Todd stood and lifted his shirt over his head. It was the first time she’d seen him completely bare, and her heart thudded in her throat at the intimacy of the sight. His chest was smooth, dark nipples surrounded by a smattering of sleek black hairs. Muscles corded in his biceps and shoulders as he moved, though his stomach was soft. The white scar rippled across his belly; Gilly flinched at the sight though she’d seen it before. A smaller, deeper scar dimpled the flesh next to his navel.
Todd pointed to both of them. “I crashed my car doing eighty around a curve when I was seventeen. This is where they took out my spleen. This is where they stuck a tube in me to drain out all the bad shit.”
Gilly made a sad noise.
“But I always fucked it up,” Todd said with forced lightness. “Couldn’t even kill myself right. Stupid fucking loser. Always fucked it up, let someone find me….”
“Maybe…maybe you didn’t really want to die,” Gilly said. “Maybe…”
“Don’t give me that cry for help shit, Gilly.” Todd shook his head and pulled his shirt back on. “I wanted to die. I’m just too fucking stupid to pull it off.”
“What changed your mind? What made you decide living would be better?”
He looked at her with his sideways glance. “What makes you think I did?”
“You’re here,” she pointed out. “Not in the ground.”
Todd lifted the edge of his shirt. His hand went to his waist, and he unsnapped the leather holster. He pulled out the knife. The blade glinted in the sunlight as he turned it from side to side so she could see every inch of the long blade.
“Once you asked me what I came up here planning to do.” Todd let the blade rest lightly on the skin of his forearm.

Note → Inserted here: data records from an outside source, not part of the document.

PR #318, opened 2018-10-10
Update to bblfsh 2.9, use -drivers image

carlosms:
Use bblfsh `-drivers` image in docker-compose, update travis bblfsh to 2.9.

### DIFF
--- a/.travis.yml
+++ b/.travis.yml
@@ -33,8 +33,8 @@ jobs:
       script: make test-coverage codecov
     - name: 'SDK Integration Tests Linux'
       script:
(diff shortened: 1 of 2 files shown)


smacker:
why don't we use the same `drivers` image in travis?

smacker:
Travis downloads cache too :-D Though 480mb is a lot. Thanks for the clarification!

smacker:
I mean when you use travis cache it gets uploaded to a cloud and on each build travis downloads it. So there is no much difference if you download from dockerhub or use travis cache. It's going to be downloaded from amazon s3/google cloud storage anyway.

carlosms:
I see what you mean now :+1:

PR #321, opened 2018-10-12
Concurrent queue job processing

carlosms:
Part of #267.

Done on top of #317, the relevant commit is 69e9ae2.

The semaphore was needed because we use the `memory` queue for `lookoutd serve`, and it [ignores the advertised window](https://godoc.org/github.com/src-d/go-queue/memory#Queue.Consume).

If you think the concurrency management should not be handled here, I see 2 options to simplify the code:
- Make the memory queue in src-d/go-queue respect the advertised window. Probably something similar to the semaphore code here.
- Stop using the memory queue for `lookoutd serve`, and go back to call `Server.HandleEvent` directly as the handler for the watcher.

If we didn't use the memory queue the code could be simpler, something like:
```go
	iter, _ := q.Consume(concurrent)
	for {
		consumedJob, err := iter.Next()

		go func(consumedJob *queue.Job) {
			var qJob QueueJob
			consumedJob.Decode(&qJob)
			event, _ := qJob.Event()
			eventHandler(ctx, event)

			consumedJob.Ack()
		}(consumedJob)
	}
```

### DIFF
--- a/Gopkg.lock
+++ b/Gopkg.lock
@@ -712,7 +712,7 @@
   version = "v1.0.1"
 
 [[projects]]
-  digest = "1:2b78a7efa35fc4bba7c099e3a19b54b9c62bfd3dd040786bef0bd90f1a2f0f71"
+  digest = "1:81e67057a8a099050b28dae9eaa390d29cdb5e266d84271366c30314c0e93e6a"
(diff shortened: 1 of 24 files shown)


carlosms:
Closing in favor of #322.

Issue #324, opened 2018-10-18
sdk README inconsistency


vmarkovtsev:
sdk/README.md says:

> All the needed .proto files are located in the /sdk directory.

However, they are not.

carlosms:
Thanks, closing this one as it will get fixed as part of #330.
We were in the process of fixing this in #242 when Davis had to take the leave.

Issue #330, opened 2018-10-24
Move documentation to GitBook


carlosms:
This issue is to fulfill the OKR "Get lookout production ready", which calls for:
- Extend lookout end user documentation in gitbook
- Extend lookout developer documentation in gitbook

PR #334, opened 2018-10-29
Update README.md

cclulu:
clear indication that the .proto files are located in a different repository. This is to address issue #324


carlosms:
Thanks, but we'll make a big revamp of the docs on #330 and this will be fixed as part of that.

PR #336, opened 2018-11-01
Clean docker

gy741:
Hello,

This prevents extra packages from being installed, which helps reduce

the change we'll take an unknown dependency, such as `ca-certificates`. 

And, The use of COPY is preferred over ADD when additional functionalities of ADD are not being used (like spraying the contents of a tar in a folder).

Ref:https://docs.docker.com/engine/articles/dockerfile_best-practices/#add-or-copy

Thanks.


smacker:
Thank you @gy741 !

PR #338, opened 2018-11-05
adapted CD files to distributed mode

rporres:
Signed-off-by: Rafael Porres Molina <rafa@sourced.tech>

### DIFF
--- a/.helm-staging.yml
+++ b/.helm-staging.yml
@@ -13,8 +13,6 @@ databases:
 nodeSelector:
  lookout:
    srcd.host/app: lookout
- dummyAnalyzer:
-   srcd.host/app: lookout
 
 repositories:
   - url: github.com/src-d/lookout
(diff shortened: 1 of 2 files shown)


.helm-staging.yml
```diff
@@ -38,3 +36,11 @@ analyzers:
   - name: sonarcheck-analyzer
     addr: ipv4://lookout-sonarcheck-analyzer:10304
     feedback: https://github.com/src-d/lookout-sonarcheck-analyzer/issues/new
+
+rabbitmq-ha:
+  replicaCount: 1
+  rbac:
+    create: false
```
meyskens: Why is this set to false? The lookout-tiller service account should allow RBAC creation which is used by the chart to list service endpoints.

rporres: It doesn't work with RBAC. See https://github.com/src-d/infrastructure/issues/174#issuecomment-435835131

meyskens: Thanks for the info! It's not a problem :)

When he took it away, a thin line of blood remained.
“You told me ‘nothing.’”
“I lied,” Todd told her. “Did you ever feel so bad you wanted to die?”
She had not. Even during the worst times in her youth, she’d clung to the idea of life with desperation. If she lived, she knew she would grow up and eventually get away from the h
orror of living with her mother. If she died then, she’d die with grief in her heart.

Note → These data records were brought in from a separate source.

Issue #342, opened 2018-11-06
Add timeouts


smacker:
During the deployment to a new cluster, I witnessed that requests to analyzers just hang forever.

We need to add timeouts for that and maybe to some other places (like communication with GH api, downloading repositories) if we don't have timeouts there yet.

PR #343, opened 2018-11-07
Add timeouts

smacker:
Fix: #342 

Added (hardcoded) timeouts to:
- analyzers calls
- bblfsh calls
- git syncer
- github client

### DIFF
--- a/cmd/lookout-sdk/event.go
+++ b/cmd/lookout-sdk/event.go
@@ -114,7 +114,7 @@ func (c *EventCommand) makeDataServerHandler() (*lookout.DataServerHandler, erro
 			files:   dataService,
 		}
 	} else {
-		dataService = bblfsh.NewService(dataService, dataService, bblfshConn)
+		dataService = bblfsh.NewService(dataService, dataService, bblfshConn, 0)
 	}
 
 	dataService = purge.NewService(dataService, dataService)
--- a/cmd/lookout-sdk/push.go
+++ b/cmd/lookout-sdk/push.go
@@ -57,11 +57,15 @@ func (c *PushCommand) Execute(args []string) error {
 		return err
 	}
 
-	srv := server.NewServer(&server.LogPoster{log.DefaultLogger}, dataSrv.FileGetter, map[string]lookout.Analyzer{
-		"test-analyzes": lookout.Analyzer{
-			Client: client,
+	srv := server.NewServer(
+		&server.LogPoster{log.DefaultLogger}, dataSrv.FileGetter,
+		map[string]lookout.Analyzer{
+			"test-analyzes": lookout.Analyzer{
+				Client: client,
+			},
 		},
-	}, &store.NoopEventOperator{}, &store.NoopCommentOperator{})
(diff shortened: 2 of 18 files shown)


carlosms:
Code looks OK :+1:

I'm assuming the goal is to avoid getting hung forever in rare cases, and that we don't gain much from failing fast. In that case, maybe we should choose higher timeouts?

- github request 3s. Could be something like 30s
- analyzer 5m. In this case, if the analyzer is doing some ML training after a push event it may take longer. What about something like 20m?
- bblfsh parse 10s. Could be higher, like 5m.

Anyway, I'm thinking of higher timeouts for installations that may have high load, and the ones you proposed may be fine in most cases.
I think the timeouts should go in the config, as you proposed in a comment. Otherwise we limit the creation of new analyzers that for whatever reason may take longer than what we predict is reasonable.

smacker:
Yes. The goal is to avoid hanging.

One broken analyzer would block posting comments from all others without the timeout.
Or hanged call to github in event polling can stop pulling completely for the installation.

Also it can lead to resource exhaustion:
- number of goroutines will grow unlimited and never finish
- open connections to github/bblfsh

For analyzers, I think it's better to have different timeouts for review/push events.

I don't mind to increase default timeouts but prefer to have reasonable ones so user can get feedback in a reasonable time instead of just handing for 20m if something went wrong with analyzer or 5 minutes if bblfsh doesn't work (even very large file in the slowest js-driver takes 1 second to parse, x10 timeout is a good default imo). 

The case of installations with high load will be covered by configuration. For our production cluster, we can increase it if needed.

carlosms:
That makes sense. In the end it boils down to each installation details, so let's:
- Add timeouts to config
- Add new config fields to docs
- Increase a little bit github request and bblfsh parse timeouts if you agree, they feel low to me.

What do you think?

smacker:
Now timeouts are configurable.
Push&review have different values.
Documentation added.

Current default timeouts:
- review = 5m all our current analyzers fit in it without a problem, same as style-analyzer. It isn't too big to provide quick enough feedback.
- push = 30m value from the design doc
- bblfsh = 10s according to benchmarks large file with the slowest driver takes 1s to parse. The value is x10 which should be enough for giant files.
- github = 3s. Normal response takes a dozen milliseconds. But it's external network and external service, so it's x300.

I'm sure they are not perfect. So please provide some reasoning behind numbers you want to change and we will update them.

carlosms:
OK, my main concern is with the 3s github timeout.

Failing fast is not going to provide us any advantage, because if something is broken in github's side, the next calls are also going to fail so there is no rush.

But those 3s may prevent lookout from working if the network is slow today, or maybe github is suffering a problem that makes it slower to reply, or lookout is installed on premises in a place with not so great internet, etc. In all these cases we are transforming a situation where lookout works slower, to one where lookout does not work at all.

I just feel 3s are too close to common response times, with no apparent advantage to push it as low as possible.

smacker:
Increased github timeout to 30s and bblfsh timeout to 60s.

PR #345, opened 2018-11-08
Revert "Remove style analyzer while we deploy it in staging"

rporres:
Now that we've been able to deploy style analyzer, let's place this configuration back

Reverts src-d/lookout#340

### DIFF
--- a/.helm-staging.yml
+++ b/.helm-staging.yml
@@ -27,6 +27,9 @@ providers:
     installation_sync_interval: 5m
 
 analyzers:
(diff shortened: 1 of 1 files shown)


rporres:
D'oh, not again... Sure, let's wait. That appeared after I created this. I wanted to test it with some traffic from lookout but it appears there's (even) more work to do to just make it work.

Thanks for noticing, @smacker

rporres:
fixed, @smacker. Lookout endpoint was wrong

PR #347, opened 2018-11-13
Fix http cache with authorized requests

### LINKED ISSUE #124: Cache is bypassed when requests use authorization
The http cache we have in use is bypassed because the request header `Authorization` does not match the cached response header (empty for `Authorization`). It is working fine when we make unauthorized requests (leaving the github env vars unset).

More exactly, this call to `varyMatches` returns false because of the `Authorization` header: https://github.com/gregjones/httpcache/blob/9cad4c3443a7200dd6400aef47183728de563a38/httpcache.go#L160

carlosms:
Fix #124.

The problem was that we were chaining `RoundTrippers` like this:
`httpcache` -> `limit` -> `github Auth`.
So the cache was getting requests that did not have any auth headers added yet, but when the responses got back from github, they did have those headers.
When comparing requests with the stored responses the headers did not match, and the cache was never used.

With this PR the `RoundTrippers` are now chained like this: `limit` -> `github Auth` -> `httpcache`.

### DIFF
--- a/provider/github/client.go
+++ b/provider/github/client.go
@@ -14,7 +14,6 @@ import (
 	"github.com/src-d/lookout/util/ctxlog"
 
 	"github.com/google/go-github/github"
-	"github.com/gregjones/httpcache"
 	"gopkg.in/src-d/go-git.v4/plumbing/transport"
 	log "gopkg.in/src-d/go-log.v1"
 )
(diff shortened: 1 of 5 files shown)


carlosms:
:+1: I agree it would be better to have it in a common place. But everything I could think of was too complex for such a small thing and would make the code hard to follow.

But it wasn’t hard for her to understand the pain that must’ve driven Todd to thoughts of suicide. Gilly, who could perhaps imagine better than some people how a mother’s betrayal affected a child, could only begin to imagine how deeply Todd’s mother’s death had messed him up. She’d never wanted to die, but she knew too well the craving for oblivion.

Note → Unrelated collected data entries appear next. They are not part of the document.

PR #354, opened 2018-11-14
support pagination in repositories list

### LINKED ISSUE #346: Lookout doesn't fetch all repos
I am running Lookout on my own server (in distributed mode) with a GitHub app authorized on all my repositories. I happen to own 208... (not all maintained). What I noticed is that Lookout does not fetch all my repos only a subset of them, while i checked that the repo i want to use it on has the app authorized.

smacker:
fix #346


smacker:
rebased. CI is green.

“I ain’t never been good at anything,” Todd said. “Not in school. Not even shop. I can’t make things. I ain’t good with my hands. Can’t hold a job for shit. Can’t even rob a damn liquor store without getting caught.”
His litany urged her to murmur “It can’t be that bad,” even as she knew it must be.
“Girls don’t like me,” Todd continued. “No chick wants to hang out with a dumbass like me with no job, no money, a jail record. Least, not any girl I’d like to hang with. Not nice girls…not like you.”
Gilly put the cards back in the box, guessing their game was over. She didn’t remind him of the girl he’d said wanted to marry him. In her palm, the box of cards felt slick and cool. Heavier than it looked.
“You know that’s not true, Todd.”
“You’re not nice?”
She looked up at him, their eyes meeting with neither flinching away. Gilly shook her head a little. The inside of her cheek felt torn and raw; she chewed it anyway in lieu of an answer.
Todd studied her. He reached in his pocket, stroking the crinkly wrapping of his pack of cigarettes, but didn’t pull one out. “You’re good, Gilly. I’m not.”
“Oh, Todd.”
How many times had she said this, now? How many more would his name come from her lips that way? Gilly’s chair rocked, but she didn’t get up. She clenched the cards tight, tighter. “You have this idea about me, but you don’t really know me at all.”
He reached across the table and flicked the ends of her hair, unsecured in its usual ponytail. Then her sleeve, her shirt the one she’d been wearing the day he got into the passenger seat beside her. “Look at you.”
“It has nothing to do with what I look like.”